Bruce C. Bereano, one of Maryland's best-known lobbyists, has reached a settlement in a long-running dispute with the State Ethics Commission that does not require him to suspend his practice. Instead, Bereano has agreed to pay more than $29,000 to cover commission costs associated with the case and to allow inspection of his fee agreements with clients for the next three years.

The settlement, a copy of which was obtained by The Washington Post, resolves a 2002 complaint by the commission that said Bereano had entered into an improper contingency-based fee arrangement with a client. The following year, the commission suspended Bereano's license for 10 months and imposed a $5,000 fine.
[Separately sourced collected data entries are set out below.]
PR #46, opened 2017-04-18
Add a mode to only provision a cluster

UnderGreen:
Closes https://github.com/gravitational/gravity/issues/2036

### DIFF
--- a/e2e/framework/framework.go
+++ b/e2e/framework/framework.go
@@ -155,18 +155,11 @@ func InitializeCluster() {
 	}
 
 	var application *loc.Locator
-	switch {
-	case mode == provisionMode:
-		return
-	case mode == wizardMode:
-		{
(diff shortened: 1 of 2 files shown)


e2e/framework/framework.go
```diff
@@ -155,11 +155,18 @@ func InitializeCluster() {
...
 
 	var application *loc.Locator
-	if mode == wizardMode {
-		Cluster, application, err = infra.NewWizard(config, provisioner, installerNode)
-		TestContext.Application.Locator = application
-	} else {
-		Cluster, err = infra.New(config, TestContext.OpsCenterURL, provisioner)
+	switch {
+	case mode == provisionMode:
+		return
```
a-palchikov: If you exit early here, no cluster state is saved into a state file which means robotest binary will not be able to shut down the infrastructure. I think you don't need this as extra mode - just disabling the test should work w/o further modifications necessary.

Those penalties were stayed as the case worked its way through the court system, and Bereano has continued to lobby in Annapolis for a range of clients with interests before state government. Last year, the state's highest court sent the matter back to the ethics commission after ruling that it had misapplied a legal principle in its finding in the 2002 case.

In the settlement, which is expected to be made public today, Bereano acknowledges "that sufficient evidence exists to construe" the fee arrangement as improper, but he does not admit liability.

Bereano referred questions to his attorney, Timothy F. Maloney. "The agreement speaks for itself, and Mr. Bereano has no comment beyond that," Maloney said.

Bereano was convicted in an unrelated fraud case in 1994 but staged a professional comeback that has continued even as he has fought the 2002 complaint.

Between November 2007 and October 2008, Bereano reported compensation of $806,250 from clients, the seventh-highest total among Annapolis lobbyists, according to ethics commission records.

During his 2006 campaign, Gov. Martin O'Malley (D) vowed that his office would not do business with lobbyists with prior felony convictions, citing Bereano by name.